Shift in Perspective: Switching to the brother's POV allows Wells to show the macro-scale destruction of London, while the narrator offers the micro-scale survival story.

Character Foil: The Curate acts as a foil to the narrator. The Curate's religious hysteria contrasts with the narrator's scientific rationality.

Book Two: The Earth Under the Martians

Chapters 1-3: Imprisonment & The Red Weed
Summary Trapped in a ruined house in Sheen, the narrator and Curate spy on the Martians. The narrator describes Martian physiology (brains and hands only, no digestion/sex). He watches them feed by injecting human blood. The alien Red Weed overgrows the landscape.
"They did not eat, much less digest. Instead, they took the fresh, living blood of other creatures, and INJECTED it into their own veins."

Significance: This reverses the food chain. Humans are no longer the apex predator; we are cattle. It is the ultimate horror of the invasion.
Analysis

Evolutionary Warning: Wells suggests the Martians are what humans might become—pure intellect without emotion or physical body. It is a cautionary tale about over-valuing intelligence over humanity.
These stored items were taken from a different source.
PR #32, opened 2019-10-08
[FIX] maintenance_project: tabs instead of spaces in equipment view form

dalonsod:
This travis flake test was previously passed; anyway I fix it, because other PRs that use `maintenance_project` will fail without this correction


pedrobaeza (approved):
Curious indeed...

PR #35, opened 2019-10-28
[12.0] [FIX] maintenance_plan: next_maintenance_date should be stored

dalonsod:
The current definition of `next_maintenance_date` is incomplete: it has a computed method with `api.depends` decorator, but is not stored. This PR fixes it. 
This change will increase the speed of processes such as cron maintenance request generation.


astirpe (approved):

lmiguens-solvos (approved):
LGTM 👍

PR #36, opened 2019-10-29
[12.0] [IMP] maintenance_plan: make next_maintenance_date field editable

dalonsod:
This PR allows to edit `next_maintenance_date` computed and stored field of the `maintenance_plan` module

### DIFF
--- a/maintenance_plan/models/maintenance.py
+++ b/maintenance_plan/models/maintenance.py
@@ -38,7 +38,8 @@ class MaintenancePlan(models.Model):
 
     next_maintenance_date = fields.Date('Next maintenance date',
                                         compute='_compute_next_maintenance',
-                                        store=True)
+                                        store=True,
+                                        readonly=False)
 
     @api.depends('period', 'maintenance_kind_id',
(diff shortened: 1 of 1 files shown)


dalonsod:
@astirpe I made the following tests:

1. Edit the next maintenance date for an equipment with an existing pending request (eg. Samsung Monitor 15"/MT/122/11112222, on 11/28/2019). Changing the monthly plan date doesn't take effect (I tried 11/25 and 12/05), I suppose the date is automatically re-calculated.
2. The same without any pending request (I deleted the existing one), with the same results.

Could you check? Thanks!!

astirpe:
@dalonsod Yes, I see now. Reproduced in Runbot. Strange indeed, I need time to debug.

astirpe:
I spent some time to debug. There could be a glitch of the ORM, since reading the stored field by using mapped() should not trigger the compute method.
Anyway I think it's not worth to spend further time on this. My original request was meant to improve the UX with just a minimum effort.
@dalonsod  Feel free to close this PR if you don't want to continue.

PR #38, opened 2019-11-11
[12.0][FIX] maintenance_timesheet: python literal text not translatable

dalonsod:
A text defined as variable was wrongly defined in order to be translatable. With this PR the issue is solved

### DIFF
--- a/maintenance_timesheet/tests/test_maintenance_timesheet.py
+++ b/maintenance_timesheet/tests/test_maintenance_timesheet.py
@@ -4,7 +4,6 @@
 import odoo.tests.common as test_common
 from odoo import fields
 from odoo.exceptions import ValidationError
-from ..models import hr_timesheet
 
 
 class TestMaintenanceTimesheet(test_common.TransactionCase):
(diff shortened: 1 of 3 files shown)


astirpe (approved):

lmiguens-solvos (approved):
LGTM 👍

jarroyomorales (approved):

pedrobaeza:
I'm not sure this will work, as the translation is performed at the Odoo start, and thus the language taken will be the initial one, not the desired to be used according user language. The previous form has the problem of not being recognized by the POT extract tool, but works if you inject manually the translation. So, the solution is to not use the string literal at all and put the sentence directly on the code.

pedrobaeza:
Aborting the merge!

astirpe:
OK thanks

astirpe:
@dalonsod I just tried on Runbot and it seems that the translation doesn't work, as Pedro said in https://github.com/OCA/maintenance/pull/38#issuecomment-552785927.

Can you put the sentence directly in the code?

astirpe:
@pedrobaeza is it ok to merge it?

maintenance_timesheet/tests/test_maintenance_timesheet.py
```diff
@@ -55,18 +57,18 @@ def test_check_request_done(self):
                 'user_id': self.env.ref('base.user_admin').id,
                 'date': fields.Date.today(),
                 'unit_amount': 2})]
-        self.assertTrue(hr_timesheet.BAD_TIMESHEET_REQUEST_DONE_MSG
+        self.assertTrue(BAD_TIMESHEET_REQUEST_DONE_MSG
```
pedrobaeza: This is going to fail if the test user language is not English. I recommend you to not check this. It's enough to check for the rise of the exception.

pedrobaeza (approved):

PR #24, opened 2019-08-05
[11.0][add] maintenance_equipment_hierarchy

JordiBForgeFlow:
This module allows to manage a hierarchy of equipments.

image

image

PR #39, opened 2019-11-11
[11.0] [ADD] maintenance_equipment_hierarchy

dalonsod:
This module allows to manage a hierarchy of equipments.

This PR continues #24 , with these improvements:

- Fixes issue when creating an equipment child from another one.
- Adds name_get() method in order to display equipment hierarchy.
- Parent equipment field is moved to the top of the form view.

When this PR is merged, I'll migrate the addon to v12.


etobella (commented):
Could you add the check of the parents on the name_search
Something similar to https://github.com/odoo/odoo/blob/11.0/addons/product/models/product.py#L440

On the other hand. It might be interesting to use the following widget in order to select the parent:
OCA/web#1430

maintenance_equipment_hierarchy/models/maintenance_equipment.py
```diff
@@ -0,0 +1,61 @@
...
+    parent_id = fields.Many2one('maintenance.equipment', 'Parent Equipment',
+                                index=True, ondelete='cascade')
+    child_ids = fields.One2many('maintenance.equipment', 'parent_id',
+                                'Child Equipments')
+    parent_left = fields.Integer('Left Parent', index=1)
+    parent_right = fields.Integer('Right Parent', index=1)
+    child_count = fields.Integer(
+        compute='_compute_child_count',
+        string="Number of child equipments")
+
```
astirpe, line 26:
```suggestion
    display_name = fields.Char(compute='_compute_display_name')

    @api.depends('name', 'parent_id.display_name')  # recursive definition
    def _compute_display_name(self):
        for equipment in self:
            if equipment.parent_id:
                parent_name = equipment.parent_id.display_name
                equipment.display_name = parent_name + ' / ' + equipment.name
            else:
                equipment.display_name = equipment.name

```

This is also needed IMO.

astirpe (changes requested):

maintenance_equipment_hierarchy/models/maintenance_equipment.py
dalonsod: I agree... In fact, if `display_name` field is defined as stored, it's possible to use it in a `_name_search()` implementation, as @etobella suggested.

And `_rec_name='display_name'` should be other improvement, as well

@astirpe what do you think?

astirpe: I don't like the idea to make display_name as stored. I also don't like the idea of  `_rec_name='display_name'`.

I would rather prefer a new dedicated field (eg.: `complete_name` or `full_path` or similar), computed and stored, to be used for the `_name_search()`; also the actual `_compute_display_name()` could benefit of it and be simplified.

Consider also to add field `parent_id` in the equipment listview.

dalonsod: Thanks, I'll make the following changes as soon as possible:
- new `display_name` computed field
- `_name_get()` implementation
- new `complete_name` computed and stored field, which will be used by `_compute_display_name()` and `_name_get()` methods
- add `parent_id` to equipment list view.

dalonsod:
> On the other hand. It might be interesting to use the following widget in order to select the parent:
> [OCA/web#1430](https://github.com/OCA/web/pull/1430)

I'll take a look, thanks

maintenance_equipment_hierarchy/models/maintenance_equipment.py
dalonsod: I've done the changes described above.
However, I didn't implement `_name_search()` because there was already a filter definition in the search view for equipment name, and I adapted that view code instead.
I've also added some demo data.
@astirpe could you check? Thanks!

maintenance_equipment_hierarchy/views/maintenance_equipment_views.xml
```diff
@@ -0,0 +1,45 @@
...
+            </field>
+        </field>
+    </record>
+
+    <record id="hr_equipment_view_tree" model="ir.ui.view">
+        <field name="name">equipment.tree</field>
+        <field name="model">maintenance.equipment</field>
+        <field name="inherit_id" ref="maintenance.hr_equipment_view_tree"/>
+        <field name="arch" type="xml">
+            <field name="category_id" position="after">
```
astirpe: I think it would be much more handy if the `parent_id` is placed just after the Equipment Name.

astirpe (approved):
Just one comment. For the rest, it looks good to me.

etobella (approved):

maintenance_equipment_hierarchy/views/maintenance_equipment_views.xml
dalonsod: Done!

astirpe:
@jbeficent this PR comes from your original work, would you review/merge it?

LoisRForgeFlow (approved):
tested and LGTM :+1: 

@astirpe  I am aware of the project details @jbeficent did this for, so you can proceed with the merge.

Thanks!

PR #41, opened 2019-11-13
[11.0][ADD] maintenance_request_sequence

jarroyomorales:
Adds a sequence field to maintenance requests.


JordiBForgeFlow:
@jarroyomorales Sometimes a company may want to maintain different sequences, depending on the `maintenance.kind`. I think that it could be a good idea to allow a user to create a sequence in this model, that would then be used when creating a maintenance request that used this kind.

Look how it's done in the `product_sequence` module https://github.com/OCA/product-attribute/blob/11.0/product_sequence/models/product_category.py

jarroyomorales:
@jbeficent I thought about that, it is the same than in `maintenance_equipment_sequence` if I'm not wrong.  At first my idea was to create a sequence per team, but it would cause problems when changing the team of the requests. 
I also have problems understanding the usage of kind. I thought it was like a category field to group similar requests, but demo data's examples are 'Weekly' and 'Monthly', which confuses me, since I wouldnt group requests by it's frecuency, it is more interesting to group them by the type of actions they will require or something like that. Maybe the only problem is that demo data is not the best.
Another thing is that kind is not a required field in requests, which sequence would they get? Should we make the field required? Also, maybe a user creates a request and then a technician assigns the kind, so the sequence can't be decided on creation.

JordiBForgeFlow:
@jarroyomorales I agree that the examples of `maintenance.kind` are very confusing. I never use them as 'weekly', or 'monthly', but I use values like:
* Customer complaint
* Internal problem
* Planned maintenance
....

In the end it is the only way to categorize maintenance requests.

etobella:
> In the end it is the only way to categorize maintenance requests.

Well, we can create something like tags in order to categorize, as it would be more helpful, sometimes, maintenance requests could fulfill more than one kind (outside of this module, obviously)

Using Kinds is a bad choice IMO, the module is not related to `maintenance_plan` and kind is not required and can be changed, What happens if we create a MR in a kind and then we change it? Do we need to change the code?

etobella:
Maybe the best options would be to use team as the selector of the sequence and we can maintain the old code if we change the team, at the end we want to know the change of team.

jarroyomorales:
@etobella Now it works how you said, let's see what others think.

maintenance_request_sequence/models/maintenance_request.py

Chapter 4: The Death of the Curate
Summary The Curate goes insane from hunger and fear, shouting loudly. To prevent them both being discovered, the narrator strikes him with a meat chopper (killing him or knocking him out). The Martians hear the noise, drag the Curate's body away, and feed on him. The narrator hides in the coal cellar.
"I saw the Martian... scrutinizing the curate’s head. I thought at once that it would infer my presence from the mark of the blow I had given him."

Significance: High tension and moral ambiguity. The narrator is haunted not just by the alien threat, but by his own capacity for violence to survive.
Techniques

Claustrophobia: The setting is confined to a scullery. The tension comes from the inability to move or speak.
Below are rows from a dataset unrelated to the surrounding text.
PR #51, opened 2019-12-04
[11.0][ADD] maintenance_request_stage_transition

etobella:
It allows to define the next stages of a stage and shows them on the header buttons.

Usage
=====

* Access `Maintenance > Configuration > Maintenance Stages`
* Define the possible next stages of every stage
* You can specify the color of the button if needed
* Refresh the page in order to show the new possible stages
* The stage widget will be blocked and the expected button will appear on the header.


etobella:
@jarroyomorales

maintenance_request_flow/models/maintenance_request.py
```diff
@@ -0,0 +1,49 @@
...
+from odoo.osv.orm import setup_modifiers
+from lxml import etree
+
+
+class MaintenanceRequest(models.Model):
+
+    _inherit = 'maintenance.request'
+
+    stage_id = fields.Many2one(
+        'maintenance.stage',
```
jarroyomorales: Is it necessary to write the comodel when inheriting the field? Just asking

jarroyomorales (commented):
Tested locally and works as expected :+1: Maybe we could discuss the name, `maintenance_request_stage_transition` or something like that.
Also thought we could make it a mixin, to be able to use it with other similar models, but I dont know how hard can it be...

maintenance_request_flow/models/maintenance_stage.py
```diff
@@ -0,0 +1,55 @@
...
+
+class MaintenanceStage(models.Model):
+
+    _inherit = 'maintenance.stage'
+
+    next_stage_ids = fields.Many2many(
+        'maintenance.stage',
+        relation='maintenance_stage_next_stage',
+        column1='stage_id',
+        column2='next_stage_id',
```
JordiBForgeFlow: string="Next Stages". Otherwise the label will say "Next Stage" which can be misleading.

etobella:
I don't like transition as we are not defining the transitions properly, maybe we could do that, but I am not sure if it is the best approach. :disappointed: 

@eficent what do you think about it? Which option do you prefer?

- Create the transition model (defining the flow and specific functions if wanted)
- Keep this way that maybe is simpler

JordiBForgeFlow:
@etobella @jarroyomorales I think that we could define the module as `maintenance_request_stage_transition`, but implement only the current basic transition mechanism. In the future the module could be extended so that it's possible to indicate in the maintenance settings "Use conditions in transitions between stages".

We could just put this in the roadmap for now.

JordiBForgeFlow (approved):
:+1: Minor comment

AdriaGForgeFlow (approved):
LGTM :+1:

maintenance_request_flow/models/maintenance_request.py
etobella: Not according to Odoo, but I am not sure...

etobella:
@jbeficent @ageficent @jarroyomorales Comments attended :smile:

PR #307, opened 2023-02-27
[13.0][IMP] maintenance_plan: Skip assigned mail + Activity mail of the requests created from plans

victoralmau:
Skip assigned mail + Activity mail of the requests created from plans

Please  @pedrobaeza and @CarlosRoca13 can you review it?

@Tecnativa TT41870

### DIFF
--- a/maintenance_plan/i18n/es.po
+++ b/maintenance_plan/i18n/es.po
@@ -6,8 +6,8 @@ msgid ""
 msgstr ""
 "Project-Id-Version: Odoo Server 12.0\n"
 "Report-Msgid-Bugs-To: \n"
-"POT-Creation-Date: 2023-02-20 07:51+0000\n"
-"PO-Revision-Date: 2023-02-20 08:51+0100\n"
+"POT-Creation-Date: 2023-03-01 13:30+0000\n"
+"PO-Revision-Date: 2023-03-01 14:31+0100\n"
 "Last-Translator: Víctor Martínez <victor.martinez@tecnativa.com>\n"
 "Language-Team: none\n"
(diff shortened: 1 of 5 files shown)


pedrobaeza (approved):

pedrobaeza:
@dalonsod what do you think about this change for avoid hammering people with a lot of assignation mails?

CarlosRoca13 (approved):

dalonsod:
This improvement looks good... is it possible to be this new behavior parametrized for each plan (and set as "do not notify to follower when creating requests" as default)? Then, current functionality could be still achieved if needed

victoralmau:
Changes done (new field created in plan to be able to configure it).

dalonsod:
Not blocking,

- New parameter is set to `False` as default. Maybe it could be set to `True` (suggested behavior, the original one for this improvement you looked for), so be repeatedly notified should be strictly chosen.
- `po` files, should be excluded from commit?

victoralmau:
> Not blocking,
> 
>     * New parameter is set to `False` as default. Maybe it could be set to `True` (suggested behavior, the original one for this improvement you looked for), so be repeatedly notified should be strictly chosen.
Changed to True by default.
>     * `po` files, should be excluded from commit?
I think it is correct, the translation is already added directly without the need to do it in weblate.

pedrobaeza:
About changing PO files, there may be the possibility of a conflict because meanwhile, there's a change in Weblate, or not all changes are pushed back from Weblate to GitHub, but as the translation coverage is good, the chances are very low, and this pull request life is short.

PR #309, opened 2023-03-01
[14.0][FIX] maintenance_account /maintenance_purchase: check before creation

etobella:
This fixes a bug when you create equipments from a purchase/invoice with two lines, with products with the same category but it was not used before. Two identical categories would have been created.

### DIFF
--- a/maintenance_account/models/account_move.py
+++ b/maintenance_account/models/account_move.py
@@ -100,11 +100,14 @@ class AccountMoveLine(models.Model):
 
     def _set_equipment_category(self):
         if not self.equipment_category_id:
-            # Prevent error if user does not have permission to create equipments
             category_model = self.env["maintenance.equipment.category"].sudo()
-            category = category_model.with_company(self.company_id).create(
-                self._prepare_equipment_category_vals()
+            category = fields.first(
+                self.product_id.product_tmpl_id.categ_id.equipment_category_ids
             )
+            if not category:
+                category = category_model.create(
+                    self._prepare_equipment_category_vals()
+                )
             self.equipment_category_id = category.id
 
     def _prepare_equipment_vals(self):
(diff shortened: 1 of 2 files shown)


maintenance_account/models/account_move.py
```diff
@@ -98,8 +98,15 @@ def _prepare_equipment_category_vals(self):
...
-            category = category_model.create(self._prepare_equipment_category_vals())
+            category = fields.first(
+                self.product_id.product_tmpl_id.categ_id.equipment_category_ids
+            )
+            if not category:
+                category = category_model.create(
+                    self._prepare_equipment_category_vals()
+                )
             self.equipment_category_id = category.id
+            category = category_model.create(self._prepare_equipment_category_vals())
```
victoralmau, line 109:
```suggestion
```

victoralmau (changes requested):
Thank you, can you improve the tests to check that this does not happen in the future?

victoralmau (changes requested):
Reviewing this in detail I see that the problem is the depends, this would be the change in v15: https://github.com/OCA/maintenance/pull/312/commits/bceba8dca1407bbbe89d8505c57f4ca68e7e299d

In `maintenance_purchase` the change would be similar.

pedrobaeza:
Please don't do that. If you put such depends, and you change any equipment in the product category, it will recompute all the past moves.

victoralmau:
> Please don't do that. If you put such depends, and you change any equipment in the product category, it will recompute all the past moves.

Ok, I have changed the approach in https://github.com/OCA/maintenance/pull/312

maintenance_account/models/account_move.py
pedrobaeza: This one is duplicated, isn't it?

pedrobaeza:
@etobella please resolve conflicts and remove the duplicated creation for proceeding with the merge.

pedrobaeza (approved):
/ocabot merge patch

Chapters 5-7: The Stillness & The Artilleryman
Summary The narrator emerges into a silent, alien world covered in Red Weed. He meets the Artilleryman again on Putney Hill. The Artilleryman has grand, fascist plans to live underground and preserve the "strong" human race, but the narrator realizes the man is lazy, drunk, and all talk.
"They haven't any spirit in them—no proud dreams and no proud lusts; and a man who hasn't one or the other—Lord! What is he but funk and precautions?"
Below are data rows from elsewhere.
PR #310, opened 2023-03-01
[13.0][FIX] maintenance_account: Avoid error when post the invoice if the user does not have permissions to create maintenance records.

victoralmau:
Avoid error when post the invoice if the user does not have permissions to create maintenance records.

Please @pedrobaeza and @chienandalu can you review it?

@Tecnativa TT41917

### DIFF
--- a/maintenance_account/models/account_move.py
+++ b/maintenance_account/models/account_move.py
@@ -19,7 +19,8 @@ class AccountMove(models.Model):
 
     def action_post(self):
         super().action_post()
-        equipment_model = self.env["maintenance.equipment"]
+        # Prevent error if user does not have permission to create equipments
+        equipment_model = self.env["maintenance.equipment"].sudo()
         for move in self.filtered(lambda r: r.is_purchase_document()):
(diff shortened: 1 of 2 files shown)


maintenance_account/models/account_move.py
```diff
@@ -19,7 +19,8 @@ def unlink(self):
 
     def action_post(self):
         super().action_post()
-        equipment_model = self.env["maintenance.equipment"]
+        # Prevent error if user does not have permission to create equipments
+        equipment_model = self.env["maintenance.equipment"].sudo()
```
pedrobaeza, line 23: Pass also company of the invoice for multi-company environments, with context `force_company`. You need to do it per document.

pedrobaeza:
Please don't do 2 commits. The problem of the multi-company arrives when you do `sudo`, so it's related. In a non-sudo environment, everything goes to the proper company. And you should do it in both places, not in only one.

chienandalu (approved):

pedrobaeza (approved):
/ocabot merge patch

PR #333, opened 2023-04-21
[14.0][FIX] maintenance_account: Add the field equipment_ids

etobella:
We want to add it in order to avoid that the information is filled when using the purchase field.


sanchonuria (approved):

kluna1998 (approved):

victoralmau:
Sorry, can you explain the use case for the need to add that field?

etobella:
If the field is not there, the invoices will be related to no purchases once we create the invoice from the purchase. So, the equipment will be generated from the purchase and again from the invoice

victoralmau (approved):

PR #336, opened 2023-04-26
[16.0][MIG] maintenance_request_employee

mmrondon:


dalonsod (commented):
Functional review 👍 

Only two improvement suggestions (if made, in a separated commit, so can be backported to v15):
- enable `employee_ids` field for grouping in `search` view.
- add that field in `tree` view (with `many2many_tags`)

PR #342, opened 2023-06-21
[16.0][MIG] maintenance_product: Migration to 16.0

kaynnan:
cc @marcelsavegnago 

The changes in `_onchange_product_id` were made because the error message indicated that the `product.supplierinfo` object didn't have a `name` attribute. Therefore, the code was modified to assign the value to `partner_id`, and it had the same effect.


marcelsavegnago (approved):

maintenance_product/views/maintenance_equipment_view.xml
```diff
@@ -0,0 +1,34 @@
+<?xml version="1.0" encoding="utf-8" ?>
+<odoo>
+    <record id="pm_maintenance_equipment_form_view" model="ir.ui.view">
+        <field name="name">pm.maintenance.equipment.form.view</field>
+        <field name="model">maintenance.equipment</field>
+        <field name="inherit_id" ref="maintenance.hr_equipment_view_form" />
+        <field name="arch" type="xml">
+            <field name="category_id" position="after">
+                <field name="product_category_id" invisible="1" />
+                <field name="product_id" />
```
christian-ramos-tecnativa:
```suggestion
                <field name="product_id" context="{'default_maintenance_ok': True}" />
```
It would be nice to add context in the form field, so if you create a product on the fly it will meet the domain requirements. Or just disable the create option.
For the rest LGTM

kaynnan: Thank you for the review. I followed your suggestion and implemented that feature.

christian-ramos-tecnativa (approved):

etobella:
Can you join your two commits?

/ocabot migration maintenance_product

kaynnan:
> Can you join your two commits?
> 
> 
> 
> /ocabot migration maintenance_product

Thanks for the suggestion, i made the squash commits

etobella:
There is still two commits (maybe there were three and I didn't realize :disappointed: )

kaynnan:
> There is still two commits (maybe there were three and I didn't realize :disappointed: )

Sorry, typo here and the squash command didn't work, i now believe the history commit is correct, only pre-commit and migration

etobella (approved):

PR #350, opened 2023-07-11
[15.0][ADD] maintenance_security: New module

victoralmau:
New module

Please @pedrobaeza and @CarlosRoca13 can you review it?

@Tecnativa TT43038


maintenance_security/readme/DESCRIPTION.rst
```diff
@@ -0,0 +1 @@
+This module displays the Maintenance menu only to users with maintenance permissions and limits the users to whom the different maintenance fields (equipment, requests, team members and category managers) can be assigned.
```
pedrobaeza: Remember to split the lines into 88 cols the same as code:

```suggestion
This module limits the Maintenance menu to users with any of the maintenance groups.

It also removes the assignation mail when a user with no permission is assigned to an equipment, as if not, the mail will contain a link to it.
```

pedrobaeza (changes requested):
Instead of restricting which users can be assigned, the module should restrict the automatic assignation mail when someone which is not from that security groups is assigned.

victoralmau:
Changes done (different approach).

CarlosRoca13 (approved):

maintenance_security/views/maintenance_views.xml
pedrobaeza, line 1: Do you need to set all of these menus? Why not only the root one?

maintenance_security/models/mail_followers.py
```diff
@@ -0,0 +1,37 @@
...
+    def _add_followers(
+        self,
+        res_model,
+        res_ids,
+        partner_ids,
+        subtypes,
+        check_existing=False,
+        existing_policy="skip",
+    ):
+        """We need to prevent a partner without Maintenance permission from being
```
pedrobaeza, line 18: This is preventing to be added as follower, but not the special case that is embedded in `mail` module, that when you set the field `user_id`, a mail with subject "You have been assigned to" is sent. Please restrict also this one.

victoralmau: Sorry, probably have to explain more the reason for this. `maintenance.equipment` does not have the `user_id` field, similar field is https://github.com/odoo/odoo/blob/15.0/addons/maintenance/models/maintenance.py#L117 and that field has `tracking=true`. 

With each change in that field https://github.com/odoo/odoo/blob/15.0/addons/maintenance/models/maintenance.py#L212 becomes a follower of a specific subtype https://github.com/odoo/odoo/blob/15.0/addons/maintenance/models/maintenance.py#L90

The email that is sent is for the `mail.tracking` record of this change, and for this reason the solution has had to be this, to prevent it from being added as a follower of that subtype.

pedrobaeza (approved):
/ocabot merge nobump

PR #128, opened 2021-02-12
[13.0][MIG] maintenance_equipment_custom_info

dalonsod:
Standard migration

PR #89, opened 2020-06-01
[12.0][ADD] maintenance_equipment_custom_info

dalonsod:
This module extends maintenance equipments to allow having custom properties on them

PR #356, opened 2023-09-06
[ADD] maintenance_equipment_custom_info

etobella:
This modules integrate base_custom_info with maintenance equipments


dalonsod:
Hello @etobella related to this new addon, have you checked OCA/server-tools#2330 ?

etobella:
Nope, I am not sure why this could happen :thinking:

etobella:
@dalonsod May I ask for your review :wink:

dalonsod:
Code review, noticed that no security group is defined, like Contacts one:

https://github.com/OCA/server-tools/blob/eac8defb5cded460ce8e13e250a8d7855d937d92/base_custom_info/security/res_groups_security.xml#L9-L15

Would you consider creating it?

etobella:
The contacts group is created in order to know if the implementation has sense for you on contacts (as it comes with the base module). This one doesn't need it as you assume that you already want it. on equipments.

dalonsod:
OK, I know... other possibility should be having that group in order to allow some users maintaining custom info for equipments, and disabling it for others. But it's an optional improvement that could be added in a later PR anyway.

And, should be added `oca-dependencies.txt` reference to `server-tools` repo, or is it unnecessary?

dalonsod (approved):

etobella:
With the change if pip install, there is no need of oca_dependencies 😄

ChristianSantamaria (approved):
LGTM 👍

dalonsod:
@etobella this is embarrassing... I helped you with this PR, and I've noticed that it was already done in `12.0` and `13.0`... by me #89 #128 😅

Looking over `14.0` implementation seems to be coherent with previous implementation, so migration problems should not raise. But, related to addon authorship, should I be added? I'm not worried about it anyway...

etobella:
No!!! I  didn't know!!! Sorry.... Options: I can migrate it on 15 and restore your history. Would that work for you?

For 14, I would recommend to add you as author, because it is obviously your work. Can you make the PR?

dalonsod:
> No!!! I didn't know!!! Sorry.... Options: I can migrate it on 15 and restore your history. Would that work for you?

:+1: 

> For 14, I would recommend to add you as author, because it is obviously your work. Can you make the PR?

Done, #382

Significance: The Artilleryman critiques Victorian society (clerks, office workers) as "tame." However, his own failure to act shows that "survival of the fittest" requires discipline, not just big ideas.
Analysis

Social Darwinism: The chapter explores the idea of who deserves to survive. While the Artilleryman's theories sound compelling, his lack of morality and action undermines them.

Chapters 8-9: Dead London & Wreckage
Summary The narrator walks into a dead, silent London. He hears a wailing cry: "Ulla, ulla." At Primrose Hill, he finds the Martians dead in their machines. They were killed not by weapons, but by Earth's bacteria (putrefaction), against which they had no immunity.
"Slain, after all man’s devices had failed, by the humblest things that God, in his wisdom, has put upon this earth."

Significance: This is the resolution. It is a Deus Ex Machina (God from the machine), but a biological one. It underscores the theme that humans are part of nature, not masters of it. We survived because we have evolved with our bacteria.
Techniques

Anti-Climax: There is no final battle. The powerful Martians simply rot away. This emphasizes the fragility of even the most advanced intelligence.

Sound Imagery: The "Ulla, ulla" cry represents the dying grief of the Martians, humanizing them slightly in their final moments.

Chapter 10: The Epilogue
Summary The narrator reflects on the aftermath. Humanity has learned humility and advanced science by studying Martian tech. He is reunited with his wife (who he thought dead). However, he is permanently scarred by the trauma.
"And strangest of all is it to hold my wife’s hand again, and to think that I have counted her, and that she has counted me, among the dead."

Significance: The novel ends on a human note, but one tinged with trauma. The world has returned to "normal," but it will never be the same.
Analysis

PTSD: The narrator describes seeing the city as a "dead city" even now. This psychological realism grounds the sci-fi story in human experience.